**Activity**
Collect the lines of the entries where "table" shows up.

**Excerpted data**
------------

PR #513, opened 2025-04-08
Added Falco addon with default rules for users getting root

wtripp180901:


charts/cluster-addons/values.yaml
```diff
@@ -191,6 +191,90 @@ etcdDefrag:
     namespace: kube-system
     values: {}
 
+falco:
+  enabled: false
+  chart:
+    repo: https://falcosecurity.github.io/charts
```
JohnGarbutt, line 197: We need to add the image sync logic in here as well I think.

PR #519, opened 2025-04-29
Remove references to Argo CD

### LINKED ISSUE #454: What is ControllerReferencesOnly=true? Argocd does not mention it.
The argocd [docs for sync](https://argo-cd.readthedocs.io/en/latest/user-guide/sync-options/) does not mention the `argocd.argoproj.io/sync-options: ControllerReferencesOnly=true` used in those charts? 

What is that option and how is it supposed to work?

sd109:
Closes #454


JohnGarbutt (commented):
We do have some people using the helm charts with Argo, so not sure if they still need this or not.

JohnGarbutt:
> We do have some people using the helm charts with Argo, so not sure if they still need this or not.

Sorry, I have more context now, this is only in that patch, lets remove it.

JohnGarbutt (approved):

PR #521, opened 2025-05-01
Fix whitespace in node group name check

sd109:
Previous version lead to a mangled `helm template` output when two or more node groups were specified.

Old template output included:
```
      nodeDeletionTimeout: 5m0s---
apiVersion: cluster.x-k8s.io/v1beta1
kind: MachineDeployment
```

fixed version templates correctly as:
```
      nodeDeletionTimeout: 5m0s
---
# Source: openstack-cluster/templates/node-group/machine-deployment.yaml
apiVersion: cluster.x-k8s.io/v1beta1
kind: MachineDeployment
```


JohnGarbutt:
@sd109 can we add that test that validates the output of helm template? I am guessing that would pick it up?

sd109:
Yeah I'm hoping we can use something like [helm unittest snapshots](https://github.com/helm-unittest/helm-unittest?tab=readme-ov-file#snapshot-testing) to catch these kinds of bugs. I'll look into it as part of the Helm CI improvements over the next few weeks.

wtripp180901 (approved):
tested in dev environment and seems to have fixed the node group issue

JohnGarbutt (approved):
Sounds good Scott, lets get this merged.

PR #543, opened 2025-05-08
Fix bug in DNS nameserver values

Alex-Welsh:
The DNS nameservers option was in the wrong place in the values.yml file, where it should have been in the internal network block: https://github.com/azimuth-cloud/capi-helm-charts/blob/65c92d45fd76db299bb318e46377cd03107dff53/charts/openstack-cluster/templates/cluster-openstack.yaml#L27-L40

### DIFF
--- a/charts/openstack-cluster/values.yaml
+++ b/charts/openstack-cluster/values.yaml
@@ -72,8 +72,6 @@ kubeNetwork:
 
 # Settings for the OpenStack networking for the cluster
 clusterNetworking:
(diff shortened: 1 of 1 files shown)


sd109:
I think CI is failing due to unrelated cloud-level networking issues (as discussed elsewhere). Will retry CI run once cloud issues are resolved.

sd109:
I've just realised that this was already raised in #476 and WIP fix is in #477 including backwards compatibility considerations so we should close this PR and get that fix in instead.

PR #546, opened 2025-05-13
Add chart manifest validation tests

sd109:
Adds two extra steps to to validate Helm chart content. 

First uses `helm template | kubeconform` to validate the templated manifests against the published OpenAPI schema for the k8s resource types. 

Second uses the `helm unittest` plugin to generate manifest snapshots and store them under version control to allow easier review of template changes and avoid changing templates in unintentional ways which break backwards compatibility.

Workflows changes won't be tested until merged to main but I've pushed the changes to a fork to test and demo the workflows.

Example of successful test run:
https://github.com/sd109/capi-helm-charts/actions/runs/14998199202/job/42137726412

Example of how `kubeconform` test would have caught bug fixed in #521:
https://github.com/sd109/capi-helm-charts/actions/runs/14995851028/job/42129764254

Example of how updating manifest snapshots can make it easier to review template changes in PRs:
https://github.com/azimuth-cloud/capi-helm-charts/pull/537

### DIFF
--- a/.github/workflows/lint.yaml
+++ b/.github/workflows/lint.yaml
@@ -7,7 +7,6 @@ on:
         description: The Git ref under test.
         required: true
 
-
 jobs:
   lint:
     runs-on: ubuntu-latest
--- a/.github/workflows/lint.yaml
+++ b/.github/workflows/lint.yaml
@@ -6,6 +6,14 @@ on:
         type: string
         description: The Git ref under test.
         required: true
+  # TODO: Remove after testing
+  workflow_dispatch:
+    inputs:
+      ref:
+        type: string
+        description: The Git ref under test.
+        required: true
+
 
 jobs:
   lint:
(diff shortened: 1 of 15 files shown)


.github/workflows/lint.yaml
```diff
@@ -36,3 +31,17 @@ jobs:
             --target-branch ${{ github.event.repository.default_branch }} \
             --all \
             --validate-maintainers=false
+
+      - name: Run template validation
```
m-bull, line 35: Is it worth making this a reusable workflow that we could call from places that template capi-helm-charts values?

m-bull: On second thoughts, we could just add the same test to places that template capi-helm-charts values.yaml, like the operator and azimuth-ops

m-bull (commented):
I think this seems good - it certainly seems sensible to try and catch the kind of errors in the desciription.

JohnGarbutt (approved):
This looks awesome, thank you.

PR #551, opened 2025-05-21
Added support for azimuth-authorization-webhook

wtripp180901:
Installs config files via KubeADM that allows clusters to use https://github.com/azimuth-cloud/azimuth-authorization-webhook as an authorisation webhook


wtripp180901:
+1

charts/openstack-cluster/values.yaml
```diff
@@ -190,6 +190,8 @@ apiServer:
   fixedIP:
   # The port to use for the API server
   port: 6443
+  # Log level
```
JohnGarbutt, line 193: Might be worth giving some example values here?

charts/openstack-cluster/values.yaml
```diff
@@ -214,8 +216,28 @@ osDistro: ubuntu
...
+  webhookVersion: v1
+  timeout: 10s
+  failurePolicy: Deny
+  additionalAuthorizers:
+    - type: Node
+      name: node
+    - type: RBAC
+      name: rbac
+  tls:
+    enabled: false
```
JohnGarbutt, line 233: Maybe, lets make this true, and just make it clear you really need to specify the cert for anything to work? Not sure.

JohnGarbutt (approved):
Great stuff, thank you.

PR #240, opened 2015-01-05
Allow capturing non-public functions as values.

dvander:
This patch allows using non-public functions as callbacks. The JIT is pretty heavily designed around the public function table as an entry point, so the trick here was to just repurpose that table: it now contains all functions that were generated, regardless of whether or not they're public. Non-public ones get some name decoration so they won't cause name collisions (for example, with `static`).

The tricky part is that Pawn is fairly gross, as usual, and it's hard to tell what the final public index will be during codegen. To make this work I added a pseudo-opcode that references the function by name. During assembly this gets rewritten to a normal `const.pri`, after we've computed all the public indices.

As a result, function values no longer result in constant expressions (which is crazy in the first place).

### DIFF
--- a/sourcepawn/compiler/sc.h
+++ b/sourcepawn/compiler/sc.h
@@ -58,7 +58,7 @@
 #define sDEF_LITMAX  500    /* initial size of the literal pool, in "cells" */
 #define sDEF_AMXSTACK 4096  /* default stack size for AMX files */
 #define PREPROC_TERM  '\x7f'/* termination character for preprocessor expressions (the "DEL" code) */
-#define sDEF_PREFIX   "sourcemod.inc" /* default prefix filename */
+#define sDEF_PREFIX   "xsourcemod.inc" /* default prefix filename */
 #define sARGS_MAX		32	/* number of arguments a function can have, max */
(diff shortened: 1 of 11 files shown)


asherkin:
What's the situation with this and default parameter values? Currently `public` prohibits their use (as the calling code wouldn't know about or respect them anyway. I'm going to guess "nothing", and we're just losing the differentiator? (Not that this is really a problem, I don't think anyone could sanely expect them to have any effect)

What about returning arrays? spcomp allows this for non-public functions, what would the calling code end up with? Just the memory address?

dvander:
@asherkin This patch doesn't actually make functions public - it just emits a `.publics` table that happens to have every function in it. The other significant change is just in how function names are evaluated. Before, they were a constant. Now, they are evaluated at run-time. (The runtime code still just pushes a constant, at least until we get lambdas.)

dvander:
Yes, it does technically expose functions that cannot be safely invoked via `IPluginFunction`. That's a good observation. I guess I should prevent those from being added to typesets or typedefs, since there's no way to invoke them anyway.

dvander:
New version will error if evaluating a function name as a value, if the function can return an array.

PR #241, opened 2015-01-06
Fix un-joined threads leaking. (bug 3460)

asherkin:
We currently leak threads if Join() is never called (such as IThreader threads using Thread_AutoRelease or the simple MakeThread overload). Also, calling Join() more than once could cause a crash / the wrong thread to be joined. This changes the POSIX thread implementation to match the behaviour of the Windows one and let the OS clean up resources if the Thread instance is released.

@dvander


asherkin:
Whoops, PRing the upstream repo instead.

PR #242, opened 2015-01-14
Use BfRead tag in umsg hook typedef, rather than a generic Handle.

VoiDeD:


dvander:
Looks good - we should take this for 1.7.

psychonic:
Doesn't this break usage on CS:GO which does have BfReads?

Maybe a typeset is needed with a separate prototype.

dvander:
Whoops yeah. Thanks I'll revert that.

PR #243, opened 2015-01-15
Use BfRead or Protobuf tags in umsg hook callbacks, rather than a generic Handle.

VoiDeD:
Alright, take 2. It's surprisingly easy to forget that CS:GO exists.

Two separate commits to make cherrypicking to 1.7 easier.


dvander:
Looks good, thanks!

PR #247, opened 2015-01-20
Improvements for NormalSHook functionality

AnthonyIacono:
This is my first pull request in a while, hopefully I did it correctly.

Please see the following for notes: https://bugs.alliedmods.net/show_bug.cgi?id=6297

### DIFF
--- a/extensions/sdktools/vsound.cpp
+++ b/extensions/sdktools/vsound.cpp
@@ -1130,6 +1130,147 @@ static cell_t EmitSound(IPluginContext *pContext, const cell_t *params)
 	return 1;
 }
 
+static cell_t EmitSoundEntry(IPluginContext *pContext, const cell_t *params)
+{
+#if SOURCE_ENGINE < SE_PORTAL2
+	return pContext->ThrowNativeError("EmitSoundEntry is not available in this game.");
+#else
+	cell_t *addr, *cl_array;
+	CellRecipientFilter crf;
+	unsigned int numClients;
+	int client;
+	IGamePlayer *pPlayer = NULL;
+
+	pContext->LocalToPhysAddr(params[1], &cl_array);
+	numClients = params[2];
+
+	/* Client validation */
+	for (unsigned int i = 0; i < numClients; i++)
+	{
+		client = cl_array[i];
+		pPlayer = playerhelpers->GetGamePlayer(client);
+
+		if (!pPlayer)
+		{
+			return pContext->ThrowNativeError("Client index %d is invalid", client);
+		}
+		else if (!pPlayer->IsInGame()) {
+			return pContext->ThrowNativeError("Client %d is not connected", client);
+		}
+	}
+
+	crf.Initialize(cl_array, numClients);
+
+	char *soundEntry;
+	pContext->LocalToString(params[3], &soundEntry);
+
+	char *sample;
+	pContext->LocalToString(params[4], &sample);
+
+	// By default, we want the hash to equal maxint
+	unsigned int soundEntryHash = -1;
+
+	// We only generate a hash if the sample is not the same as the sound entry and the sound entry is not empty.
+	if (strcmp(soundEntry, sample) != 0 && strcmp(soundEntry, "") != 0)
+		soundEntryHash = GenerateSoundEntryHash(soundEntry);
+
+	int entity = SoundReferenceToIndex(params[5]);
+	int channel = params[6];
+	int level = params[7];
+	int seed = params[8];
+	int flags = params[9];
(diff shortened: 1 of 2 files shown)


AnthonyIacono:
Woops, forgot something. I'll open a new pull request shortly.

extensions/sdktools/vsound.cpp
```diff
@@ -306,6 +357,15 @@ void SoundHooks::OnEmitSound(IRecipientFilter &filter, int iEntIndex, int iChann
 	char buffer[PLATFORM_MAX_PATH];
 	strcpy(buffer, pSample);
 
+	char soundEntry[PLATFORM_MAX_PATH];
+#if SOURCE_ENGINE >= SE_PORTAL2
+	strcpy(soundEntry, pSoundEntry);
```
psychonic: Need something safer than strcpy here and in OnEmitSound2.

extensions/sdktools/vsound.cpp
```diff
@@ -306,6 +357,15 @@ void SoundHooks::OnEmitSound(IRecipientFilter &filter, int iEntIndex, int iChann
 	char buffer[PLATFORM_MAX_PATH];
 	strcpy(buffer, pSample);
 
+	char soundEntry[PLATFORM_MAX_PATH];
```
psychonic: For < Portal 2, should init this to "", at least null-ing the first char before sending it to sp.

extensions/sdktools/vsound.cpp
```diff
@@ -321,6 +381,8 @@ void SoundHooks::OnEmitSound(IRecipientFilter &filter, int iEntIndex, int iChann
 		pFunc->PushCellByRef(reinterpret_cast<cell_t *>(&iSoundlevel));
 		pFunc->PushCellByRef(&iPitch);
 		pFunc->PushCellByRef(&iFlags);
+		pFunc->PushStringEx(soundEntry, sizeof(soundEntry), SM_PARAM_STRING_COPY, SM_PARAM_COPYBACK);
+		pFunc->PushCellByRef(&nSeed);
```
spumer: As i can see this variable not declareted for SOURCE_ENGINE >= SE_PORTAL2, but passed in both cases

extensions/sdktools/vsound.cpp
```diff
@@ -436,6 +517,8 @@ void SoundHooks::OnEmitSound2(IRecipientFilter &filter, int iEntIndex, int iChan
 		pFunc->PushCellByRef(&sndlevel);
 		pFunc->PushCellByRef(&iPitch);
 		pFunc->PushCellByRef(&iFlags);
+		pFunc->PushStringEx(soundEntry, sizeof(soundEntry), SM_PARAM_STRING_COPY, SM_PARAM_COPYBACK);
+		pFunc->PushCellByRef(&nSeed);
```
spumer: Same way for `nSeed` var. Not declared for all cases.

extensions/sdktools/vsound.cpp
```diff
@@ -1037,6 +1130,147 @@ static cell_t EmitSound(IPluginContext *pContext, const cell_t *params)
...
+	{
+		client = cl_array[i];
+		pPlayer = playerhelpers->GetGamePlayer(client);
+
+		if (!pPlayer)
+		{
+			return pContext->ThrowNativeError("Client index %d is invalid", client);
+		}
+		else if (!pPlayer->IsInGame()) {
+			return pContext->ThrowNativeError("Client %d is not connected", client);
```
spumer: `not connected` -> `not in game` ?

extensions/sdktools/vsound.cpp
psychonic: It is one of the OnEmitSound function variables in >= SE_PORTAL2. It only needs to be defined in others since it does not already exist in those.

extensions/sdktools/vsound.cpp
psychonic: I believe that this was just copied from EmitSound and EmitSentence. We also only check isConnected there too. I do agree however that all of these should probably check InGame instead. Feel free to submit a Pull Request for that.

------------

**Answer below**
This patch allows using non-public functions as callbacks. The JIT is pretty heavily designed around the public function table as an entry point, so the trick here was to just repurpose that table: it now contains all functions that were generated, regardless of whether or not they're public. Non-public ones get some name decoration so they won't cause name collisions (for example, with `static`).
@asherkin This patch doesn't actually make functions public - it just emits a `.publics` table that happens to have every function in it. The other significant change is just in how function names are evaluated. Before, they were a constant. Now, they are evaluated at run-time. (The runtime code still just pushes a constant, at least until we get lambdas.)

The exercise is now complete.